Where HappyScribe wins

Highest AI accuracy in our tests, by a small margin. 150+ language support is the broadest in the market. Optional human transcription tier produces near-100% accuracy when stakes are high (legal, journalism). Most expensive of the AI tier.

Where Whisper (local) wins

Free if you have the hardware. Best handling of noisy/distant audio. Total privacy — nothing leaves your machine. Ships in any language Whisper was trained on. Requires comfort with Python and (ideally) a GPU. No diarization out of the box.

Where Otter wins

Best meeting diarization. Real-time meeting bot that joins your calls. Team workspace, shared notes, action item extraction. CRM sync. If your job is recurring multi-person meetings, Otter is purpose-built. See MDisBetter vs Otter for the head-to-head.

Where TurboScribe wins

Unlimited plan at around $10/month is the best raw-volume deal in the market. Fastest of the cloud tools. Polished UI for high-volume podcasters and journalists. See MDisBetter vs TurboScribe for the comparison.

Where Rev AI wins

Pay-per-minute API — no subscription overhang. Optional human transcription. Strong accuracy. The right pick for low-volume programmatic use without a monthly commitment.

Picking by use case

One-off file, want Markdown for AI: MDisBetter.
Recurring meetings with a team: Otter or Fireflies.
High-stakes legal/medical/journalism work: HappyScribe (consider human tier).
Privacy-critical or fully local: Whisper local.
Highest raw-volume ratio: TurboScribe unlimited.
Pay-per-minute, low frequency: Rev AI.
Editing a podcast end-to-end: Descript.

What about the PDF / URL side of the workflow?

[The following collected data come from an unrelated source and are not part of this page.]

PR #493, opened 2018-06-10
Use @particle_input decorator on functions in collisions.py

ritiek:
Addresses #336.

I've used `@particle_input` decorator wherever possible on functions in `collisions.py`. Also, replaced `TypeError` with a `ValueError` in `particle_input` when number of input elements do not match expected elements in the tuple passed, since it seems more fitting. :)

### DIFF
--- a/plasmapy/atomic/particle_input.py
+++ b/plasmapy/atomic/particle_input.py
@@ -242,7 +242,7 @@ def particle_input(wrapped_function: Callable = None,
                     expected_params = len(annotated_argnames)
                     received_params = len(arguments[argname])
                     if not expected_params == received_params:
-                        raise TypeError(
+                        raise ValueError(
                             f"Number of parameters allowed in the tuple "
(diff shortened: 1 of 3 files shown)


plasmapy/atomic/particle_input.py
```diff
@@ -242,7 +242,7 @@ def wrapper(*args, **kwargs):
                     expected_params = len(annotated_argnames)
                     received_params = len(arguments[argname])
                     if not expected_params == received_params:
-                        raise TypeError(
+                        raise ValueError(
```
StanczakDominik: This will probably take an update in the docstring

ritiek: Okay. I pushed some changes. Let me know if we need changes in the wording.

ritiek:
Yep, I don't think so. This should be ready to merge.

StanczakDominik:
All right, then, thanks!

Many AI workflows mix audio (interviews, podcast research) with documents (papers, web articles). For the document half see the parallel PDF benchmark and the URL benchmark. The output Markdown composes cleanly across all three so you can feed a single combined corpus to the same chunker, embedder, and retrieval pipeline.

Reproducibility notes

Audio quality varies wildly between recordings. The exact WER numbers above are specific to the five files we tested. The broad ranking (top tier within 4-6 points of each other; ScreenApp at the bottom; Whisper-large-v3 winning the noisy categories) has been stable across multiple test rounds and is unlikely to change.

If you want to verify on your own corpus, the right pattern is: pick three representative recordings from your typical workload, run them through the top-three tools for your use case, and score against your needs. We re-run this benchmark quarterly. See also our 2026 ranked review and the accuracy-by-audio-quality deep dive.

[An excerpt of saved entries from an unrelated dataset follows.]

Issue #645, opened 2019-06-13
Implement decorator adding to_radians


namurphy:
Presently many of the functions in `plasmapy.physics` return angular frequencies with units of radians per second.  
```Python
>>> from plasmapy.physics import plasma_frequency
>>> from astropy import units as u
>>> plasma_frequency(1e19 * u.m ** -3, 'e-')
<Quantity 1.78398636e+11 rad / s>
```
Radians are dimensionless (#29); radians are units like meters per meter.  By default, `astropy.units` does not treat radians as dimensionless (though you can use the `u.dimensionless_angles()` equivalency).  Many plasma physics formulae treat angular frequencies as having units of inverse seconds, such as the electron inertial length which is dₑ = c / ωₚₑ.  If we return frequencies in units of radians per second then the problem is it's often necessary to include a new unit conversion with that equivalency enabled.
```Python
>>> (c / omega_pe).to(u.s ** -1, equivalencies = u.dimensionless_angles()).
```
After using `plasmapy.physics` to calculate various things, having to deal with the extra conversion factor has been a bit cumbersome.  I propose that we change functions that calculate angular frequencies to be in units of `1 / s` instead of `rad / s`.  The downside is that there may be confusion between regular frequencies and angular frequencies since there's a factor of 2π difference.  However, angular frequencies come up much more often than regular frequencies in plasma physics, in my experience.  

If we make this change, we should note this convention clearly in the documentation and update our development guide.

#29

rocco8773:
@namurphy I ran into this issue not too long ago.  My two cents...`1/s` and `rad/s` are too easily confused, especially when something is returned as `1/s`.  You're relying on the user to search for the correct answer, and that's assuming they are aware that this might be an issue.  The solution I came up with, something like `plasma_frequency()` would, by default, return `rad/s` second.   Then it is clear that the value is an angular frequency.  However, I provide a keyword, like `to_Hz=True`, that would apply the `1/2(pi)` and unit conversion to `1/s`.  Then the ambiguity between the two is mitigated.

StanczakDominik:
I agree with @rocco8773, I had the same kind of solution in mind. With the ecosystem of unit packages engulfed bigger turmoil than the Galactic Republic, I don't think we have the right to introduce more confusion, as in, `plasmapy-flavored astropy.units`.

Do you think a decorator would be a good choice here? ;)

rocco8773:
[...]

PR #670, opened 2019-09-04
from radians to hz decorator 

diego7319:
Closes https://github.com/PlasmaPy/PlasmaPy/issues/645

New decorator to address the new feature


plasmapy/physics/parameters.py
```diff
@@ -34,22 +34,18 @@
 
 def _grab_charge(ion, z_mean=None):
     """Utility function to merge two possible inputs for particle charge.
-
```
StanczakDominik: Do you think you could revert the whitespace changes here?

StanczakDominik:
Oh yeah, a bunch of the doctest failures in tests actually look like they're being caused by the whitespace removals! See e.g. this:

```

Expected:
    <Quantity 34922.9856304 m / s>
    References
    ----------
    .. [1] PlasmaPy Issue #186, ***/issues/186
    See Also
    --------
    plasmapy.physics.kappa_thermal_speed
    plasmapy.physics.kappa_velocity_1D
Got:
    <Quantity 34922.9856304 m / s>
```

plasmapy/utils/decorators/converter.py
```diff
@@ -0,0 +1,38 @@
...
+Decorator to convert units of functions in /physics methods
+"""
+from astropy import units as u
+import functools
+import inspect
+from plasmapy.utils.decorators import preserve_signature
+__all__ = ["from_radians_to_hz"]
+
+
+def from_radians_to_hz(fn):
```
rocco8773: This decorator name is a little misleading. You're not converting radians to Hz, you're converting angular frequency to Hz.  I'd rename the decorator more along the lines of `rads_per_sec_to_hz` or `angular_freq_to_hz`.

plasmapy/utils/decorators/converter.py
```diff
@@ -0,0 +1,38 @@
+"""
+Decorator to convert units of functions in /physics methods
+"""
+from astropy import units as u
+import functools
+import inspect
+from plasmapy.utils.decorators import preserve_signature
+__all__ = ["from_radians_to_hz"]
```
rocco8773: PEP8 standards have the `__all__` above the imports

plasmapy/utils/decorators/converter.py
```diff
@@ -0,0 +1,38 @@
+"""
+Decorator to convert units of functions in /physics methods
+"""
+from astropy import units as u
```
rocco8773: For ease of reading, I generally like to group my imports by `import ...` and `from ... import ...`.  Then I alphabetize them.  This is not a PEP8 thing, just a me thing I think improve readability. :)

rocco8773:
Another thing we should consider, how do we document this functionality?  Basically, how do we show in the documentation that a certain decorated function has the `to_hz` keyword?

If you decorate a function like

``` python
@from_radians_to_hz
gyrofrequency():
    ...
   return value
```
how do we get the documentation to show `gyrofrequency()` has the `to_hz` keyword?  Is there a way for the decorator to inject this into the docstrings?  This seems like it could be messy.

plasmapy/utils/decorators/converter.py
StanczakDominik: They do? Cool, TIL, thanks!

rocco8773: Yeah, this rule applies to any module level dunder.  The only import statement that precedes dunders is `from __future__ ...`,

https://www.python.org/dev/peps/pep-0008/#module-level-dunder-names

plasmapy/physics/parameters.py
diego7319: yes of course, I will change it and add some tests on the next update

plasmapy/utils/decorators/converter.py
diego7319: changing that on the next push

plasmapy/utils/decorators/converter.py
diego7319: changing it on the next push

plasmapy/utils/decorators/converter.py
```diff
@@ -0,0 +1,47 @@
...
+    -------
+    callable
+        Wrapped version of the function.
+    -------
+    """
+    wrapped_sign = inspect.signature(fn)
+    fname = fn.__name__
+    @preserve_signature
+    @functools.wraps(fn)
+    def wrapper(*args, **kwargs):
```
rocco8773: As `wrapper()` is written, this will cause an `Exception` to be raised if the wrapped function does not defined keyword `to_hz` and/or `**kwargs`.  In my opinion, requiring the wrapped function to define these keywords defeats the purpose of creating a decorator. @namurphy and @StanczakDominik , you can correct me on this if you think differently.  This can easily be corrected by one of two ways...

``` python
def wrapper(*args, to_hz=False, **kwargs):
    
    _result = fn(*args, **kwargs)

    if to_hz:
        return _result.to(u.Hz, equivalencies=[(u.cy/u.s, u.Hz)])
    return _result
```
or
``` python
def wrapper(*args, **kwargs):

    to_hz = kwargs.pop('to_hz', False)

    _result = fn(*args, **kwargs)

    if to_hz:
        return _result.to(u.Hz, equivalencies=[(u.cy/u.s, u.Hz)])
    return _result
```

There's no fundamental difference between the two, but the former is a little more readable and concise.

* You can delete all the `bound_args`, `given_params`, etc.  They were only needed in the decorators you saw because those decorators actually examined the function parameters to determine what it was suppose to do. You don't need that here.

* I'll add another comment to the main PR thread about adding documentation to the wrapped function.  This goes along with the statement I made at the beginning of this comment in reference to not requiring the wrapped function to be code knowing it's decorated.

plasmapy/utils/decorators/converter.py
```diff
@@ -0,0 +1,47 @@
...
+        The function being wrapped.
+
+    Returns
+    -------
+    callable
+        Wrapped version of the function.
+    -------
+    """
+    wrapped_sign = inspect.signature(fn)
+    fname = fn.__name__
```
rocco8773: delete...this is never used

plasmapy/utils/decorators/converter.py
```diff
@@ -0,0 +1,47 @@
...
+    fn: callable
+        The function being wrapped.
+
+    Returns
+    -------
+    callable
+        Wrapped version of the function.
+    -------
+    """
+    wrapped_sign = inspect.signature(fn)
```
rocco8773: delete...see previous comment about defining `wrapper()`

plasmapy/utils/decorators/converter.py
StanczakDominik: That's a very good point! In fact, now that I think about it, I think something along these lines  was what we had in mind a while discussing - apologies for not recalling that sooner.

I think I like the second option more: the first one is going to fail for functions without `**kwargs` in the signature.

rocco8773: The first option would not cause an error since `to_hz` is not in the `kwargs` dictionary, so it's never passed to the wrapped function.  The second option would have that error if `'to_hz'` was not explicitly popped form the `kwargs` dictionary.

rocco8773: I'll add, we should probably raise an exception if the wrapped function has defined the `to_hz` keyword.

StanczakDominik: You are, of course, absolutely right, while I am definitely way past my optimal bedtime right now :zzz:. I like the first one now.

rocco8773:
> Another thing we should consider, how do we document this functionality? Basically, how do we show in the documentation that a certain decorated function has the `to_hz` keyword?
> 
> If you decorate a function like
> 
> ```python
> @from_radians_to_hz
> gyrofrequency():
>     ...
>    return value
> ```
> 
> how do we get the documentation to show `gyrofrequency()` has the `to_hz` keyword? Is there a way for the decorator to inject this into the docstrings? This seems like it could be messy.

This is going to be a little tricky to figure out.  My first thought on achieving this would be appending the function docstring like...

``` python
def angular_freq_to_hz(fn):
    
    fn.__doc__ += """
    Parameters
    ------------
    to_hz: bool
        Set `True` to to convert function output from angular frequency to Hz
    """

    @preserve_signature
    @functools.wraps(fn)
    def wrapper(*args, to_hz=False, **kwargs):
        ...
    return wrapper
```

There are two potential problems with this...
1. How does Sphinx handle a docstring with two parameters sections!?...eek!
1. Will this alter the function signature sphinx constructs for documentation?
    * I'm talking about the blue section heading for the function ([like this heading](http://docs.plasmapy.org/en/stable/api/plasmapy.physics.parameters.mass_density.html#plasmapy.physics.parameters.mass_density))
    * If not, we might have to touch the `fn.__signature__` to achieve this.

This will have to be played with to find out the solution.

StanczakDominik:
The docstring issue is a big one, going with this approach - it would probably be easiest to split on docstring sections and paste a pre-written to_hz flag description as the last one for Parameters.

But it might honestly be the best use of resources to reconsider the whole decorator approach and just add the argument manually to the few functions that need it, and do the conversion inside of their body.

I know at least I have a bad case of overengineering solutions. This may have been one of them.

rocco8773:
Yeah, I tend to over engineer things too. The plus side would be, you discover nuances you wouldn’t have seen before.

This might be simple if we can leverage the [Other Parameters](https://numpydoc.readthedocs.io/en/latest/format.html#docstring-standard) docstring section.

diego7319:
what if we dont use a decorator and just replaced it with an if in the last return

rocco8773:
@diego7319 that is what @StanczakDominik was getting at with his over engineering statement.

We've gotten this far, so I'm curious how the documentation would build if you did what I said in the above comment.  Just replace the 
```
Parameters
----------
```
with
```
Other Parameters
----------------
```

If the documentation come out clean, then I think we have a clever decorator; otherwise, we'll be over engineering and should just resort to coding per function.

diego7319:
> @diego7319 that is what @StanczakDominik was getting at with his over engineering statement.
> 
> We've gotten this far, so I'm curious how the documentation would build if you did what I said in the above comment. Just replace the
> 
> ```
> Parameters
> ----------
> ```
> 
> with
> 
> ```
> Other Parameters
> ----------------
> ```
> 
> If the documentation come out clean, then I think we have a clever decorator; otherwise, we'll be over engineering and should just resort to coding per function.

I just made a commit to test that

diego7319:
I think we also need to delete this part from the docs (in gyrofrequency)
`The recommended way to convert from angular frequency to frequency is to use an equivalency between cycles per second and Hertz, as Astropy’s dimensionles_angles equivalency does not account for the factor of 2*pi needed during this conversion. The dimensionless_angles equivalency is appropriate when dividing a velocity by an angular frequency to get a length scale.`

plasmapy/physics/tests/test_parameters.py
```diff
@@ -443,17 +443,24 @@ def test_gyrofrequency():
...
+                      27992490076.528206)
+
     assert np.isclose(gyrofrequency(2.4 * u.T, signed=True).value,
                       -422116821083.3284)
 
     assert np.isclose(gyrofrequency(1 * u.G).cgs.value,
                       1.76e7, rtol=1e-3)
 
+    assert np.isclose(gyrofrequency())
+
```
StanczakDominik: [This test is faling](https://dev.azure.com/plasmapy/PlasmaPy/_build/results?buildId=122), as it probably should be without any arguments being passed in!

plasmapy/physics/parameters.py
```diff
@@ -1424,6 +1456,12 @@ def lower_hybrid_frequency(B, n_i, ion='p+'):
         which defaults to protons.  If no charge state information is
         provided, then the ions are assumed to be singly charged.
 
+    to_hz : bool, optional
+        By default the output of this function will return the gyrofrequency in
+        radians per second. However, it can also be expressed in units of Hertz.
+        Default is 'False', if it is changed to True decorator angular_freq_to_hz
+        will convert it to Hertz.
+
```
StanczakDominik: If the decorator with the `+=` parameters works as intended, we can get rid of this added docstring note wherever it's used - otherwise we're gonna see `to_hz` twice.

plasmapy/utils/decorators/converter.py
```diff
@@ -0,0 +1,28 @@
...
+import functools
+import inspect
+from astropy import units as u
+from plasmapy.utils.decorators import preserve_signature
+
+
+def angular_freq_to_hz(fn):
+
+    fn.__doc__ += """
+    Parameters
```
StanczakDominik: Oh wow, this works! Awesome!

https://2687-46810954-gh.circle-artifacts.com/0/root/project/docs/_build/html/api/plasmapy.physics.parameters.gyrofrequency.html?highlight=gyrofrequency

Maybe, so as to not duplicate the Parameters heading:

```suggestion
    Additional parameters
```

Of course it would be amazing to put it along with `Parameters`, but let's skip the parsing.

StanczakDominik:
> I think we also need to delete this part from the docs (in gyrofrequency)
> `The recommended way to convert from angular frequency to frequency is to use an equivalency between cycles per second and Hertz, as Astropy’s dimensionles_angles equivalency does not account for the factor of 2*pi needed during this conversion. The dimensionless_angles equivalency is appropriate when dividing a velocity by an angular frequency to get a length scale.`

I think it would be fine to leave it in - our functions will now be able to handle it, but people will still need to convert units later, and this is a good heads up for them.

plasmapy/physics/tests/test_parameters.py
diego7319: my bad, I forgot to enter values in it. fixing it now

plasmapy/utils/decorators/converter.py
rocco8773: Yeah, that's the same result I got when testing this locally.  The `to_hz` parameter definition is inject at the very bottom of the documentation.   This still happens identically when I used the ["Other Parameters" heading suggested by the numpydoc documentation](https://numpydoc.readthedocs.io/en/latest/format.html#docstring-standard).  The one downside, the signature/function heading (the blue heading) does not get updated with `to_hz=False`.

I've been searching though the sphinx documentation to see how this heading is generated but its still not clear to me.  If this is okay with you, then we could make this an issue for future improvement. ¯\\_(ツ)_/¯

rocco8773:
@diego7319 and @StanczakDominik , I still think we should add a bit of code to the decorator that raises an exception if the wrapped function's signature uses the `to_hz` keyword.  Something like,

``` python
sig = inspect.signature(fn)
if 'to_hz' in sig.parameters:
    raise ValueError(f"Wrapped function '{fn.__name__}' can not use keyword 'to_hz'.  Keyword reserved for decorator functionality.")
```

This can be placed between the decorator definition and the wrapper definition.

StanczakDominik:
Sure, thanks for the reminder! That one thing, a quick test and that's a wrap. :)

plasmapy/utils/decorators/converter.py
rocco8773: @diego7319 and @StanczakDominik, I think I figured out how to update the signature as well...

``` python
def angular_freq_to_hz(fn):
    # raise exception if fn uses the 'to_hz' kwarg
    sig = inspect.signature(fn)
    if 'to_hz' in sig.parameters:
        raise ValueError

    # make new signature for fn
    new_params = sig.parameters.copy()
    new_params['to_hz'] = inspect.Parameter('to_hz', inspect.Parameter.POSITIONAL_OR_KEYWORD, default=False)
    new_sig = inspect.Signature(parameters=new_params.values(), return_annotation=sig.return_annotation)
    fn.__signature__ = new_sig

    # add 'to_hz' to fn docstring
    fn.__doc__ = """
    Other Parameters
    ----------------
    to_hz: bool
        Set `True` to to convert function output from angular frequency to Hz
    """

    def wrapper(*args, to_hz=False, **kwargs):
        ...
```

This accomplished everything we wanted, except placing `'to_hz'` into the original parameters section, on my local documentation build.

plasmapy/utils/decorators/converter.py
```diff
@@ -0,0 +1,46 @@
...
+import inspect
+from astropy import units as u
+from plasmapy.utils.decorators import preserve_signature
+
+
+def angular_freq_to_hz(fn):
+    # raise exception if fn uses the 'to_hz' kwarg
+    sig = inspect.signature(fn)
+    if 'to_hz' in sig.parameters:
+        raise raise ValueError(f"Wrapped function '{fn.__name__}'
```
rocco8773: double `raise` delete one

plasmapy/utils/decorators/converter.py
```diff
@@ -0,0 +1,46 @@
...
+    fn.__signature__ = new_sig
+
+    # add 'to_hz' to fn docstring
+    fn.__doc__ = """
+    Other Parameters
+    ----------------
+    to_hz: bool
+        Set `True` to to convert function output from angular frequency to Hz
+    """
+    fn.__doc__ += """
```
rocco8773: you've added to `fn.__doc__` twice...delete one instance...note for section heading that the "-" line must match the length of the heading, that is...
```
Other Parameters
----------------
```

not 

```
Other Parameters
-------------
```
nor
```
Other Parameters
---------------------
```

diego7319: thank you for that, im pushing code again

diego7319: so, the idea is to put the to_hz = True/False as an argument on the decorator?. Because the line
`if 'to_hz' in sig.parameters:`
will crash in the current way 
`def lower_hybrid_frequency(B, n_i, ion='p+', to_hz=False):`

rocco8773: This is the point.  We're enforcing that the `to_hz` keyword is reserved for the decorator and, thus, the function being wrapped should NOT use it.  None of the function definitions should declare the `to_hz` keyword.

rocco8773:
@StanczakDominik , What are you thoughts on testing the `to_hz` keyword for each decorated function? I'm torn on it.  I feel the decorator should be directly tested to make sure it's converting correctly and, then, we assume it works correctly for all decorated functions.

plasmapy/utils/decorators/converter.py
diego7319: So how are we going to do the conversion? if we use it inside another function like `lower_hybrid_frequency` which is using this 3 functions 
`    omega_ci = gyrofrequency(B, particle=ion)
    omega_pi = plasma_frequency(n_i, particle=ion)
    omega_ce = gyrofrequency(B)`
It should return with rad / s, but if we called from 
`gyrofrequency(0.1*u.T)` 
in this case should it return in hz by itself?

rocco8773: I'm not sure what issue you're trying to point out.  The definition for all characteristic plasma frequencies (lower-hybrid, plasma frequency, gyro-frequencies, etc.) are in terms of `rads/s`.  Thus, any defined "frequency" function should, by default, return a quantity in units of `rads/s`.  The decorator just takes that result and converts it to `Hz` when requested.  So...

`gyrofrequency(0.1*u.T)` will be in `rads/s`
`gyrofrequency(0.1*u.T, to_hz=True)` will be in `Hz`

In the `to_hz` instance, the calculation inside the `gyrofrequency()` function is still done in `rads/s` and then converted by the decorator.  The function never even sees the `to_hz` keyword.

diego7319:
> > @StanczakDominik , What are you thoughts on testing the `to_hz` keyword for each decorated function? I'm torn on it. I feel the decorator should be directly tested to make sure it's converting correctly and, then, we assume it works correctly for all decorated functions.
> 
> I would indeed love a quick test that defines a decorated function returning 2 pi rad/s and checks that it outputs 1 Hz with the flag.
> 
> I like how the code looks now, but I think it broke with some clunky test code we're using elsewhere (see: tests on azure). I will take a bite out of breakfast and then handle that. I'll add the test along the way.

Test are failing in assert_can_handle_nparray(lower_hybrid_frequency) including plasma_frequency, upper_hybrid_frequency and gyrofrequency, seems like a conflict with the decorator

StanczakDominik:
Yeah, and interestingly the code didn't seem to mind it before messing with the signature.

This is not a before breakfast kind of problem though, and my dog is getting pretty insistent about a proposed walk, so... A bit later :D

StanczakDominik:
Dropping `@functools.wraps(fn)` seems to have discarded most of the information sphinx needed to build its docs. This might help the other, Azure issue as well.

StanczakDominik:
There, that should do it! `wraps` took care of the issue with handles_nparray, but the test I added had no actual docstring, so it was failing on the "add new docstring bit to None" part.

If this passes, it's a speedy merge, otherwise I'm taking a break anyway. :laughing:

StanczakDominik:
And done, thanks @diego7319 and @rocco8773 ! :)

Frequently asked questions

Why did Whisper win the noisy categories but not the clean ones?
Whisper large-v3 was trained on a huge corpus of varied audio, including a lot of noisy real-world recordings. That makes it disproportionately strong on hard inputs. On clean studio audio, the gap closes — every top-tier tool scores essentially perfectly, so the differentiator becomes punctuation polish and post-processing, where the commercial tools have invested more.
Are these accuracy numbers comparable to vendor marketing claims?
Vendor marketing claims (98%, 99%) are usually measured on cherry-picked clean audio under best-case conditions. Our 93-96% range on top tools reflects a mix of clean and noisy inputs averaged together. On the clean podcast file alone, the top six tools all scored 96-99%, which is roughly consistent with vendor claims.
Can I get speaker labels with Whisper?
Not from the base whisper package. You need to add a diarization layer — WhisperX (which combines Whisper transcription with pyannote diarization) is the standard option. It works well but takes setup time. If speaker labels matter and you don't want the integration work, MDisBetter's web tool ships diarization by default.